# .htaccess Authentication using Unix users/groups?



## TommyWillB (Nov 2, 2003)

Is there a way to get Apache's .htaccess authtentication us use the Mac's existing users/groups for Authentication?

I'd rather just manage users/groups using the Mac GUI rather than the .htaccess command line.


----------



## slur (Nov 8, 2003)

Apache's .htaccess functionality comes from an Apache module named mod_auth.

Linux systems typically use PAM, which stands for Pluggable Authentication Module. On these systems you'd need a module that hooks into PAM. In fact there is a mod_auth_pam module.

In order to get Apache to do system-level authentication on Mac OS X you need a module that hooks into Mac OS X's own authentication system, NetInfo. The closest thing to this is mod_auth_ldap, which I believe is supported by Mac OS X Server.

This guy claims to have gotten this kind of authentication to work just by setting the options he describes. He's using Mac OS X Server and not the client version, and there are apparently significant differences. In any case I'm unable to reproduce his results on Panther Client. It may be enough just to use Workgroup Manager to create users in NetInfo, but I don't think it's supported on Mac OS X Client.

This post on SlashDot seems to bolster my assumptions and implies that one can compile and use mod_auth_ldap to tie into NetInfo.

However, to complicate matters, Apache 1.3.x lacks support for the LDAP modules. Apparently they can only be used with Apache 2.0.x.

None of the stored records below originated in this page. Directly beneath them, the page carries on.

PR #59, opened 2023-12-16
Make REPL testable from go test

sam-at-luther:


sam-at-luther:
@jeremy-asher this last commit removes the ugly Stack data structure, using the optimization we discussed

lisp/profiler.go
```diff
@@ -4,17 +4,14 @@ const ElpsVersion = "1.7"
...
+	// SetFile sets the file to output to
 	SetFile(filename string) error
-	// End the profiling session and output summary lines
+	// Complete ends the profiling session and output summary lines
 	Complete() error
-	// Marks the start of a process
-	Start(function *LVal)
-	// Marks the end of a process
-	End(function *LVal)
+	// Start the start of a process, and returns a function to stop.
```
jeremy-asher: `Starts the process` perhaps?

lisp/x/profiler/opentelemetry_annotator.go
```diff
@@ -75,41 +72,27 @@ func contextTracer(ctx context.Context) trace.Tracer {
...
+	oldContext := p.currentContext
 	switch function.Type {
 	case lisp.LInt, lisp.LString, lisp.LFloat, lisp.LBytes, lisp.LError, lisp.LArray, lisp.LQuote, lisp.LNative, lisp.LQSymbol, lisp.LSortMap:
 		// We don't need to profile these types. We could, but we're not that LISP :D
-		return
+		return func() {}
 	case lisp.LFun, lisp.LSymbol, lisp.LSExpr:
 		fName := fmt.Sprintf("%s:%s", function.FunData().Package, getFunNameFromFID(p.runtime, function.FunData().FID))
-		p.contexts.Push(p.currentContext)
 		p.currentContext, p.currentSpan = contextTracer(p.currentContext).Start(p.currentContext, fName)
```
jeremy-asher, line 86: Would it be safer to just keep the context and span as locals that the returned function uses to avoid any kind of race?

sam-at-luther: i believe they are still needed so that on the recursive calls it does the right nesting, but maybe i'm not understanding the suggestion

jeremy-asher (approved):

PR #64, opened 2024-02-09
Tracing fixes

jeremy-asher:


lisp/x/profiler/callgrind.go
```diff
@@ -195,11 +197,15 @@ func (p *callgrindProfiler) end(fun *lisp.LVal) {
...
-		ref.line = fun.Source.Line
-		ref.file = fun.Source.File
+	if ref.line == 0 && loc != nil {
+		ref.line = loc.Line
+		ref.file = loc.File
 	}
 	// Output timing and line ref
+	line := 0
+	if loc != nil {
+		line = loc.Line
```
sam-at-luther, line 207: is it OK that `ref.line` may not be the same as this line here?

jeremy-asher: I'm pretty sure this should work as it did before unless I missed something.

sam-at-luther (approved):

PR #87, opened 2026-02-12
Fix handler-bind condition types reported as undefined

### LINKED ISSUE #85: Semantic analysis: handler-bind condition types and #^ prefix lambda % reported as undefined
## Summary

~~Two categories of~~ **One category** of false `undefined-symbol` diagnostics from semantic analysis:

### 1. handler-bind condition types ✅ Fixed in 8351fd3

Of course, with this kind of authentication you should only use it on a private network or if it's a public site, then through SSL (e.g., an HTTPS area that disallows non-HTTPS requests) to keep passwords (and all data) from being sent in the clear. It's bad enough to leak your HTTP passwords. Under this scheme you'd be potentially exposing system user passwords.

Good luck!


----------



## TommyWillB (Nov 8, 2003)

Thanks slur!

For the moment this basically tell's that I shouldn't bothere trying this now.


----------